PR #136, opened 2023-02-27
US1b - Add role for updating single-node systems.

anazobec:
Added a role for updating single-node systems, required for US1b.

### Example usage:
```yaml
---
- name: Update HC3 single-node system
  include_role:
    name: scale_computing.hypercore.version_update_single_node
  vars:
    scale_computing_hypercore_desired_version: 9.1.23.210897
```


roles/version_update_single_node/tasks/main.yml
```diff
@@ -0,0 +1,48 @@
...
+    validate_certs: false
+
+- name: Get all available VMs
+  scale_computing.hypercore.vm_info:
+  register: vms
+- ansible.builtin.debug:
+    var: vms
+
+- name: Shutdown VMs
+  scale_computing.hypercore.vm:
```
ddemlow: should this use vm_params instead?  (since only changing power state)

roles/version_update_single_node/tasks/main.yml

◆ ◆ ◆

Task requirements:
Copy the whole of the data above exactly.

Response to this exercise:
PR #136, opened 2023-02-27
US1b - Add role for updating single-node systems.

anazobec:
Added a role for updating single-node systems, required for US1b.

### Example usage:
```yaml
---
- name: Update HC3 single-node system
  include_role:
    name: scale_computing.hypercore.version_update_single_node
  vars:
    scale_computing_hypercore_desired_version: 9.1.23.210897
```


roles/version_update_single_node/tasks/main.yml
```diff
@@ -0,0 +1,48 @@
...
+    validate_certs: false
+
+- name: Get all available VMs
+  scale_computing.hypercore.vm_info:
+  register: vms
+- ansible.builtin.debug:
+    var: vms
+
+- name: Shutdown VMs
+  scale_computing.hypercore.vm:
```
ddemlow: should this use vm_params instead?  (since only changing power state)

roles/version_update_single_node/tasks/main.yml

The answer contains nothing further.